Exercise requirements - Scan the entries that follow and copy out every line containing "name".

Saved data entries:
::::

PR #119, opened 2023-03-14
Improve Chart API

marcofranssen:
Because we are already in the context of spire-agent the API looks more logical to not have another 'agent' part in the name.

Furthermore to make it more clear the oidc provider only requires the name of the socket as opposed to the entire path like in the other charts I made that more explicit in the name of the value.


kfox1111 (approved):
Looks like a good improvement to me.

::::

Output below -
Because we are already in the context of spire-agent the API looks more logical to not have another 'agent' part in the name.
Furthermore to make it more clear the oidc provider only requires the name of the socket as opposed to the entire path like in the other charts I made that more explicit in the name of the value.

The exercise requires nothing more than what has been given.